I told Joe about it and sat with him for a bit in sympathetic silence, let him hold me, let the tears fall now unrestrained, slow and rolling. I told him about how I try to imagine what Joseph would look like now...I superimpose the maturing bone structure of Nick's face onto the memory of Joseph's "brink of puberty" softness. I try to see the Adams apple, the soft, shy smile on the face of a man instead of a boy, the familiar voice now deepened and mellowed. I try to imagine what our relationship would be like now, whether we'd laugh and tease, whether he'd now be living so far away I would hardly see him. Once again I face that gossamer veil.... hazy, dreamlike, fleeting, beyond which are only shadows of Might-Have-Been. Gently, reverently I let myself turn away. I no longer try to hold it. Time has taught me I cannot and the crazed inner sense of loss and anger serves nobody, least of all me, least of all his memory, least of all my work as a nurse.
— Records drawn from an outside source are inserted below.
PR #87, opened 2018-05-15
Fix bug in ListView that caused it to render spaces off the window

pmsanford:
This was causing the ListView to render outside its frame and off the side of the terminal starting at the end of the last item in the ListView


migueldeicaza:
Thanks for your contribution!

Issue #81, opened 2018-05-06
Enter special non-standard characters in TextField


YauhenPyl:
Is it possible somehow processing non-standard characters in TextField like '=', '\' or numbers? Thanks.

luetm:
Just ran into this as well. Is there only support for text without numbers?

migueldeicaza:
Team, I do not understand this, what platform is this, and what is the problem?

Perhaps you are using the Keypad, instead of the main keyboard?

YauhenPyl:
It is about non-standard characters, e.g. how to put the next string to TextField: `Holly-Molly_23`.

nickvdyck:
This only happens on windows. For windows it uses a different key map function eg `MapKey` https://github.com/migueldeicaza/gui.cs/blob/master/Terminal.Gui/Driver.cs#L1056 . This does some filtering to only include characters between A-z. Because the mapping into a ConsoleKey only allows you to map to standard keys. The unix code path uses a different map function eg `MapCursesKey` https://github.com/migueldeicaza/gui.cs/blob/master/Terminal.Gui/Driver.cs#L545. 


Currently tested on Microsoft Windows [Version 10.0.17134.1] with dotnet core 2.1.0.rc1

I can try to make a put together a patch if given some pointers. 😁

luetm:
@migueldeicaza Thank you! It now works for the en-US keyboard. With the de-CH (Swiss German) keyboard layout we also have keys like AltGr, which we use for thinkgs like @,# or \ . These don't work yet. Is this easy to implement or do you have to create keymaps for all keyboard layouts?

luetm:
@YauhenPyl  For me it already works with 0.8.0

migueldeicaza:
@luetm: could you print out the results of using Console.ReadKey for any characters that are failing for you?

migueldeicaza:
Excellent - will close

luetm:
Sorry for the late reply.

I still cannot use the @ in 0.8.0. I think this might be a windows bug in relation to the de-CH layout. To make an @ with this layout I need to use this combo: https://i.imgur.com/k5WAs2y.png

Pressing this combination gives me the '2' character in a field. Any steps I can do to help debugging?

migueldeicaza:
Yes, can you use Visual Studio and debug what happens in read key event processing?

luetm:
[...]

PR #90, opened 2018-05-17
#81 fixed AltGr not being recognized.

luetm:
Found another issue testing this, but it fixes the AltGr part. Some special characters (triggered with AltGr or not doesn't matter, e.g. the § character, which doesn't need any modifiers at all, trigger a Â to be added to the console, in addition to the character. So pressin the key § yields Â§. I suspect something with unicode, but I don't have the overview (yet).

### DIFF
--- a/Terminal.Gui/Drivers/WindowsDriver.cs
+++ b/Terminal.Gui/Drivers/WindowsDriver.cs
@@ -38,7 +38,7 @@ namespace Terminal.Gui {
 		public const int STD_OUTPUT_HANDLE = -11;
 		public const int STD_INPUT_HANDLE = -10;
 		public const int STD_ERROR_HANDLE = -12;
-
+		
 		internal IntPtr InputHandle, OutputHandle;
 		IntPtr ScreenBuffer;
 		uint originalConsoleMode;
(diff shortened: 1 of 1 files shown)


nickvdyck:
I'm not super familiar with NStack (but am familiar to go programming) so am not sure if I'm right. But the textfield class is directly manipulating the `ustring` via its index. And I don't think this takes into account that a Unicode character can be made up out of surrogate pairs. It is important to make sure astral symbols are treated as one.

So if you would change the following lines (https://github.com/migueldeicaza/gui.cs/blob/master/Terminal.Gui/Views/TextField.cs#L124)  to something like this:

```csharp
if (p < text.RuneCount) {
        Driver.AddRune (Secret ? (Rune)'*' : (Rune)text.ToRunes () [p]);
}
```

And update the following (https://github.com/migueldeicaza/gui.cs/blob/master/Terminal.Gui/Views/TextField.cs#L266) to something like this:
```csharp
runes = text.ToRunes().ToList();
runes.InsertRange(point, kbstr.ToRunes());
SetText (ustring.Join("", runes.Select(r => ustring.Make((Rune)r)).ToArray()));
```

Than adding an astral character should work. Although there are few more places that need updating. But again I'm not really sure that this is the right solution.

migueldeicaza:
Good bug report, and good catch.

The whole reason for using `ustring` and NStack was to get this right, and I got it wrong :-) - I was not doing the proper Utf8 string processing.   I have now a patch, there are really two indexes to be used in the tex

PR #97, opened 2018-05-21
Handle case where there's no previous focus

pmsanford:
Ran into this with an app with no views other than the menu.


csnewman:
I've experienced this issue as well. I was going to submit a pr, but you've beaten me to it.

pmsanford:
Woops, didn't mean to add that last commit to this same PR, but it's here. I'll start branching :)

migueldeicaza:
Thanks for your contribution!

PR #100, opened 2018-06-07
Quick one: Ensure SelectionChanged is called on mouse click too

pmsanford:


migueldeicaza:
Thanks for your contribution!

PR #103, opened 2018-06-09
Add support FullColor (24bit) for Windows

prifio:
I add api for support 24bit color and 8bit color(256 color). Change struct Attribute to class Attribute and add class FullAttibute : Attribute. Add FullColor class (just r-g-b) and static method to convert 24bit color &larr;&rarr; 8bit color (Linux-like) &larr;&rarr; 4bit color (Old-windows-like). 
Change WindowsDriver implementation for support 24bit color.
But i can't implement checking windows version (old verson don't support 24bit color). I tried to use registry, but .Net Core don't support it. (see SetSupportFullColor() in WindowsConsole)
Change background of Box10x in example.
image

### DIFF
--- a/Terminal.Gui/Drivers/ConsoleDriver.cs
+++ b/Terminal.Gui/Drivers/ConsoleDriver.cs
@@ -82,7 +82,82 @@ namespace Terminal.Gui {
 		/// </summary>
 		White
 	}
+	
+	/// <summary>
+	/// 24bit color. Support translate it to 4bit(Windows) and 8bit(Linux) color
+	/// </summary>
+	public class FullColor {
+	    public int R { get; private set; }
+	    public int G { get; private set; }
+	    public int B { get; private set; }
+	    public FullColor(int r, int g, int b) {
+		R = r;
+		G = g;
+		B = b;
+	    }
 
+	    public static FullColor LinuxColor(int code) {
+		if (code == 7)
+		    code = 8;
+		else if (code == 8)
+		    code = 7;
+		if (code == 8)
+		    return new FullColor(192, 192, 192);
+		if (code <= 15) {
+		    int k = 128;
+		    if (code >= 9)
+			k = 255;
+		    return new FullColor(code % 2 * k, code / 2 % 2 * k, code / 4 % 2 * k);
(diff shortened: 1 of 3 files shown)


migueldeicaza:
Thanks for the contribution!   I am currently on vacation, with limited time to review, but I think this looks good.

I will take some code, but I suspect that this might force me to finally revisit the color allocation code, and come up with something better.

prifio:
I rewrote some part of code. I removed FullAttribute and back to struct Attibute and expanded Attribute (it's strange, but I more time didn't see easy way). Refactored code, restored cursor position after ConsoleWrite. And I tried implement TrueColor support detection. `System.Runtime.InteropServices.RuntimeInformation.OSDescription` Work fine (unlike `System.Environment.OSVersion`), but CI server can't build bkz he can't find this property.

Terminal.Gui/Drivers/ConsoleDriver.cs
```diff
@@ -10,6 +10,7 @@
 using Mono.Terminal;
 using NStack;
 using Unix.Terminal;
+using System.Drawing;
```
migueldeicaza: System.Drawing will be problematic, I would rather avoid bringing another assembly dependency.

migueldeicaza:
This looks great.   I will check after this 0.16 bug fix releease

Terminal.Gui/Drivers/ConsoleDriver.cs
prifio: Sorry. I forgot remove it. Now, System.Drawing not used

tig:
Is this a PR that we should take? Is this still valid?

tig:
@migueldeicaza - please comment on this PR. Should we pursue it or abandon?

AndreR:
Pretty sad, that this was abandoned!

tig:
I agree. It would be awesome if someone took it on. The tracking issue is here: https://github.com/migueldeicaza/gui.cs/issues/48

AndreR:
@tig What do you think? How complicated would it be to re-implement this pull request into the current state of development?

PR #104, opened 2018-06-11
Fixes cases where subviews can be null

MihaMarkic:
subviews can be null in GetEnumerator() and also on Remove(view).


migueldeicaza:
Thanks for your contribution!

PR #109, opened 2018-06-28
Using newer version of ncurse

Urgau:
Add support for ncurse 6


migueldeicaza:
I do not think how this could work, since there is a large amount of code that needs to be updated to the new name.   See the file binding.cs for details.

PR #110, opened 2018-07-05
Handle shift-modifier if tab is pressed on System.Console and Windows drivers

mholo65:
- This fixes backtab not working on Windows and System.Console.


migueldeicaza:
Beautiful!   Thank you!

PR #2301, opened 2023-01-20
Fixes #2296.  `Attribute.Make` works even if a driver isn't loaded

### LINKED ISSUE #2296: Refactor Attribute.Make to work even if a driver has not been loaded
Today:

https://github.com/gui-cs/Terminal.Gui/blob/2e7c2c83775de2cf8153e07cc8050ba07cecdd07/Terminal.Gui/Core/ConsoleDriver.cs#L174-L185

This makes it awkward to have the configuration manager set things up.

I'd like to propose the following:

- Modify `Attribute` such that a value of `-1` for `Attribute.Value` means "Not initialized by driver"
- Modify `Attribute.Make` to set `Value` to `-1` if it is called with no driver 
- Modify `ConsoleDriver.CreateColors` which is called from `ConsoleDriver.Init` to go through `Colors` and if any `Attribute.Value == -`, call `Make` again.

The only question I have about this is the code in `CursesDriver` that sets the `hasColors` parameter to `ConsoleDriver.CreateColors` to `true` in some cases. 

https://github.com/gui-cs/Terminal.Gui/blob/2e7c2c83775de2cf8153e07cc8050ba07cecdd07/Terminal.Gui/ConsoleDrivers/CursesDriver/CursesDriver.cs#L898-L932

@BDisp or @migueldeicaza : Do you know when/why it does this? Is it really still needed?

tig:
Fixes #2296

- Adds a `Invalid` constant to the `Color` enum - this is in prep for Configuration Manager where there is a need to know if a Color has been set or not
- Adds an `HasValidColors` property to `Attribute` that is false if either of the foreground/background colors is `Invalid`
- Changes the `set` semantics of `ColorScheme` such that if an `Attribute` being set is `Invalid`, it does nothing (the alternative was to throw an exception, but this would break existing code that passes around un-initialized `Attributes`; a NOP does no harm).
- Adds an `Initialized` property to `Attribute` that indicates if the `Attribute` was initialized by a drive or not.
- Adds unit tests for the above changes
- Outputs debug spew in `ConsoleDriver` if un-initilaized `Attributes` are passed to `SetAttribute`
- Changes all `ConsoleDriver`s to initialize `currentAttribute` with a  valid attribute 

Note there's a lot of code (esp in Unit Tests) that create new instances of `ColorScheme` and then do things without actually setting any valid values. Previously this all worked because none of these tests are actually inspecting Attributes.

### DIFF
--- a/Terminal.Gui/ConsoleDrivers/CursesDriver/CursesDriver.cs
+++ b/Terminal.Gui/ConsoleDrivers/CursesDriver/CursesDriver.cs
@@ -160,10 +160,11 @@ namespace Terminal.Gui {
 
 		public override void UpdateScreen () => window.redrawwin ();
 
-		Attribute currentAttribute;
+		Attribute currentAttribute = new Attribute (Color.White, Color.Black);
 
 		public override void SetAttribute (Attribute c)
 		{
+			base.SetAttribute (c);
 			currentAttribute = c;
 			Curses.attrset (currentAttribute);
 		}
@@ -201,6 +202,7 @@ namespace Terminal.Gui {
 
 		public override void SetColors (ConsoleColor foreground, ConsoleColor background)
 		{
+			// BUGBUG: This code is never called ?? See Issue #2300
 			int f = (short)foreground;
 			int b = (short)background;
 			var v = colorPairs [f, b];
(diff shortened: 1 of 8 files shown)


tig:
@BDisp & @tznind - I'd appreciate your eyes on this PR before I merge it. Thanks.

Frantic has, at long last, left me. I accept the sorrow. It is part of me now, but thankfully not all of me. This acceptance has its own price. I slept so hard last night.
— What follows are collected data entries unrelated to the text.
PR #2309, opened 2023-01-29
Fixes #2308. Redraw passed bounds bigger than its client area.

### LINKED ISSUE #2308: Redraw passed `bounds` bigger than its client area
**Describe the bug**
I've encountered this bug in developing #2258 

After resizing a `View` in `LayoutSubviews` to be smaller then the subsequent redraw that is triggered is passing a larger `Rect` into `Redraw` than the bounds.

image

I think this issue is to do with `view.NeedDisplay.Width` being stale and the parent `View` passing the larger width/height of the two:

https://github.com/gui-cs/Terminal.Gui/blob/3d75be4ea60aa670544e39394b44adf6733a39df/Terminal.Gui/Core/View.cs#L1543-L1544

Surely a `View` should never be asked to redraw a bigger area than it currently occupies?

Or is this to do with menus/spill overs etc where a view deliberately paints outside the box? If so then I think quite a few of my views will need to be adjusted to only listen to `Bounds` and not the passed parameter `bounds`.

BDisp:
Fixes #2308 - The `Bounds` client are is now passing correctly to the `Redraw` method. The `NeedDisplay` now have all the old and new area where can be used to clear all the changed area. Normally a container clear all the client area before redraw the sub-views, but there are cases where this is necessary.

## Pull Request checklist:

### DIFF
--- a/Terminal.Gui/Core/View.cs
+++ b/Terminal.Gui/Core/View.cs
@@ -446,14 +446,11 @@ namespace Terminal.Gui {
 		public virtual Rect Frame {
 			get => frame;
 			set {
-				if (SuperView != null) {
-					SuperView.SetNeedsDisplay (frame);
-					SuperView.SetNeedsDisplay (value);
-				}
+				var rect = GetMaxNeedDisplay (frame, value);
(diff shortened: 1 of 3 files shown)


tig (approved):
LGTM!

PR #2316, opened 2023-02-04
An experiment in renaming Terminal.Gui to Terminal.UI

tig:
Let's see how this sits. If we like, then I propose creating a new project for v2 at https://github.com/gui-cs/Terminal.UI instead of having a v2 branch.


tznind:
Would this mean a new nuget package? That would prevent current users from seeing the new version via Dependabot and the NuGet package browser?

If so that would mean a lot of our current users might get left behind and not realise there is a new version.

BDisp:
In this case is preferable to have v1.x and V2 separated.

tig:
We collectively determined this was a bad idea. Closing.

Issue #2319, opened 2023-02-05
Refactor `ConsoleDriver` to minimize duplicated code in all drivers


tig:
As illustrated by 

- #2318 (and many other examples)

...the design of `ConsoleDriver` has resulted in all of the sub-classes to have tons of duplicated code. In v2 we should refactor `ConsoleDriver` to fix this as much as possible. 

## Todos

- [x] Most drawing stuff has been consoldated
  - [x] `AddRune`
  - [x] `UpdateScreen`
  - [x] `Color/Attribute` stuff 
- [ ] #3119 - (IOW, there's more to do in reducing duplicate keyboard related code).
- [ ] #3029 - (Mouse stuff is still massively duplicated)

tig:
Partially fixed by #2320 - much more to do.

PR #2320, opened 2023-02-06
Fixes #2300. Removes unused `ConsoleDriver` APIs 

### LINKED ISSUE #2296: Refactor Attribute.Make to work even if a driver has not been loaded

### LINKED ISSUE #2300: Remove unused methods from `ConsoleDriver`
These methods appear to be unused:

```cs
		/// <summary>
		/// Set Colors from limit sets of colors.
		/// </summary>
		/// <param name="foreground">Foreground.</param>
		/// <param name="background">Background.</param>
		public abstract void SetColors (ConsoleColor foreground, ConsoleColor background);

		// Advanced uses - set colors to any pre-set pairs, you would need to init_color
		// that independently with the R, G, B values.
		/// <summary>
		/// Advanced uses - set colors to any pre-set pairs, you would need to init_color
		/// that independently with the R, G, B values.
		/// </summary>
		/// <param name="foregroundColorId">Foreground color identifier.</param>
		/// <param name="backgroundColorId">Background color identifier.</param>
		public abstract void SetColors (short foregroundColorId, short backgroundColorId);

		/// <summary>
		/// Disables the cooked event processing from the mouse driver.  At startup, it is assumed mouse events are cooked.
		/// </summary>
		public abstract void UncookMouse ();

		/// <summary>
		/// Enables the cooked event processing from the mouse driver
		/// </summary>
		public abstract void CookMouse ();
```

In all existing drivers they are either empty implementations or there are no codepaths that call them.

CursesDriver has code in `SetColors` but there's no code I can find that ever calls `ConsoleDriver.SetColors` or `Driver.SetColors`.

We should remove these methods me thinks, even though it might be ḃreaking change (seems very unlikely).

tig:
Fixes #2300
Parial fix for #2319


UnitTests/Drivers/ConsoleDriverTests.cs
```diff
@@ -440,8 +440,6 @@ public void MakePrintable_Does_Not_Convert_Ansi_Chars_To_Unicode (uint code)
 			Assert.Equal (code, actual.Value);
 		}
 
-		private static object packetLock = new object ();
```
BDisp, line 443: Without this lock sometimes the `TestVKPacket` fails. Do you think it isn't actually necessary?

tig: This code was accidentally deleted during a merge. I'll add it back.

Sometimes I miss the clarity the burning heat of my fury gave me the first four years after he died, that roaring, defiant anger against illness and premature death that propelled me into school and drove me toward the life I have now built. Finding purpose seems hard and juggling, with ideas and goals tumbling over and around me but never fully into my palm. I achieved what I set out to do and am looking hard for the next thing to come. I have tried to go to new jobs and to transfer specialties and have come very close more than once, but somehow things happen, situations fall apart or take a strange turn and I wind up continuing on where I have been planted. The relief I feel at not being catapulted into the unknown wars against the desire to figure out if I am REALLY happy or just think I am happy, to get the answer of whether or not there is more happy to be had outside of my current environment. Just typing that out tells me what a foolish pursuit it is. If I have another purpose coming it will be revealed to me. But happy is as happy does. There is the same amount of happy pretty much anywhere I go. I know this deep inside. I think I have just kind of forgotten it. Maybe I am being given a respite from my insane inner drive and respite is the meaning right now. Maybe I am just too silly to see that.